Now these nerves go to every single muscle on your body. This is called the what peripheral nervous system. So the peripheral nervous system is what goes out and goes on to each muscle. Now these muscles have fibers. Now the fibers are there. There are so many fibers, there's millions and millions of fibers in each, in each muscle tissue. Now these fibers are actually broken down into Myofilaments. Myofilaments means little tiny, tiny microscopic, little, little filaments inside of the muscle fiber. Now these myofilaments are actin, myosin. Now actin and myosin want to stick together. They want to constantly be together, but there's this thing called troponin. And troponin actually sits in between the actin and myosin myofilaments so that they don't contract or they don't connect, right? Now, we need to start back again and understand the signal is sent from the brain.

The brain then sends a signal down the central nervous system and out to the peripheral nervous system. It goes out through the peripheral nervous system and to what, and to the muscle fiber. Now the muscle fiber has these tiny little myofilaments called what actin and myosin. Now there is a component called troponin that sits in between. So kind of like the little guys don't fight or they don't stick to each other and they don't have that contraction. Now, when the signal is sent down, it reacts to calcium. Now calcium should be in every cell of your body. So how important is calcium now? How isn't it interesting that we're talking about movement, but yet now movement has to do with what nutrition, in fact, every single time, your muscle contracts, you need to have calcium available. In fact, if you don't have calcium available in your muscle tissue, guess what your body does.

It actually leeches it from your bones, from your bones. Now that's also called when you leech calcium from your bones and your bones become brittle, it's called what osteoporosis. So it's interesting that you would have thought that a contraction of a muscle can actually lead to osteoporosis interesting mindset, right? Once again, trying to give you big picture and break it down into its little as parts and put it all together. So as the nerve signal goes down through the central nervous system, goes out to the peripheral nervous system. The peripheral nervous system goes out to what, to the nerve, uh, to the muscle cell, to the muscle fiber, and now contracts. Now, as it's contracting, what does it do? It, it hits up the calcium. Now calcium goes from a normal ion to a two plus ion meanings, very, very attractive. And it's so attractive that it pulls the troponin out of the way.
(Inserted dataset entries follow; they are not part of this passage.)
PR #1276, opened 2018-11-02
added (unused) stats struct, and piped written data to output table

aanthony1243:
Closes #

_What was the problem?_
_What was the solution?_

  - [ ] Rebased/mergeable
  - [ ] Tests pass

### DIFF
--- a/query/functions/outputs/to.go
+++ b/query/functions/outputs/to.go
@@ -398,6 +398,33 @@ func (d ToDependencies) Validate() error {
 	return nil
 }
 
+type Stats struct {
+	NRows   int
+	MaxTime time.Time
+	MinTime time.Time
+	NFields int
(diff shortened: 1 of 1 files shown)


query/functions/outputs/to.go
```diff
@@ -513,11 +548,28 @@ func writeTable(t *ToTransformation, tbl flux.Table) error {
 				}
 			})
 
+			mstats := Stats{
```
wolffcm: At the top of this file you call `RegisterProcedureWithSideEffect`, which is good.  

I think that the *function* should also be registered with a side effect, i.e., call `RegisterFunctionWithSideEffect` instead of `RegisterFunction` in the `init` method.  I'm not sure what this does, but it would be good to be consistent.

And as it pulls the troponin out of the way, the actin and the myosin slide, another and contract, and that's called the sliding filament theory. Now, along the actin and along the myosin, there are little connection points and that is called what the crossbridge. Now the more cross bridges that you create, the higher ability that the muscle has to contract more force. Okay. So the more, but the more cross bridges, the greater the force. Now let's start that all over again. So before we move in any direction, before we contract any muscle, the brain sends a signal down the central nervous system. The central nervous system is connected to the what, peripheral nervous system. It goes out the peripheral nervous system into the muscle fiber. The muscle fiber then what, reacts with the calcium, the calcium becomes two plus ions, which becomes so attractive that it pulls the troponin out of the way so that what, the actin and myosin can slide and contract.

Funny isn't it? Funny how nutrition has to do with what, with physiology and physiology has to do with kinesiology, and kinesiology has to do with anatomy and anatomy. It all goes as one. So once again, I just wanted to give you a little feedback on the process and understand that everything has its place. Everything has its place. And so if you don't understand one reaction to the next, the next and how the sciences, uh, basically work together, then you don't really understand how to use it. Practically. Remember, our whole thing is about function, function, how our body functions, how to train functionally, how it all works together in a holistic manner. Well, I hope that helped for today. Take care. God bless.